Mit einer substanziellen Verbesserung der Lieferengpässe rechnen die Datenspezialisten von auto-i-dat ag nicht vor dem nächsten Sommer. Ausserdem sind sie überzeugt, dass die mittelfristige Zukunft nicht allein dem Elektroauto gehören wird – und dass 2022 in Genf ein Autosalon stattfinden wird.

Die Chipkrise und die damit verbundenen Lieferengpässe sind noch nicht ausgestanden. Wann rechnen die Datenspezialisten von auto-i-dat ag mit einer signifikanten Verbesserung der Lage?
René Mitteregger:
Eine Verbesserung ist in der Tat noch nicht in Sicht. Eine unglückliche Kette von Ereignissen führte zu dieser Lage, die sich nur langsam erholen wird. Wir rechnen nicht mit einer signifikanten Verbesserung vor Sommer 2022.
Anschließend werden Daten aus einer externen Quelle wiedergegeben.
PR #233, opened 2021-02-13
Upgrade JNA

xloem:
While working with android I noticed the JNA version used in brainflow is pretty old.

Here's a small PR to upgrade that version.


xloem:
@Andrey1994 I've been otherwise occupied but I wanted to make sure you knew that PR #233 broke android support because I did not upgrade the jnidispatch.so files as well.  Maybe you've bumped into that and fixed it, but if not either #233 should be reverted, or the jnidispatch.so files also upgraded.  I had reverted this I think in the maven PR, but we never ended up resolving that.

PR #237, opened 2021-02-20
libftdi: init with member storage to retain init errors

xloem:
I mentioned this change some time ago; storing the libftdi object as a class member provides for logging initialisation errors and saves a heap allocation.


xloem:
I'll review these more since they are displaying intermittent test failures on macos now apparently.

PR #242, opened 2021-02-22
add platform_ptr to params, and pass JNIEnv pointer in for java

xloem:
@Andrey1994 I'm curious how you'd like this to look, or if this approach is acceptable.

This was a quick change I made to the insides of the library to make accessing android much easier, which requires the JNIEnv pointer, but I don't really know the norms of the board params structure very well.  Is this how you would have done it?

Adding the pointer to params and adding a getter for params means that anything with a board pointer can get the platform pointer, which on java is now the JNIEnv pointer providing access to the Java VM.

Per Ende August wurden insgesamt 160'425 Neuwagen immatrikuliert. Das sind zwar knapp 13 Prozent mehr als in derselben Periode des Jahres 2020, aber 15,3 Prozent weniger als 2019. auto-schweiz hält am Jahresziel von 270'000 neuen Personenwagen fest. Unter welchen Voraussetzungen ist das machbar?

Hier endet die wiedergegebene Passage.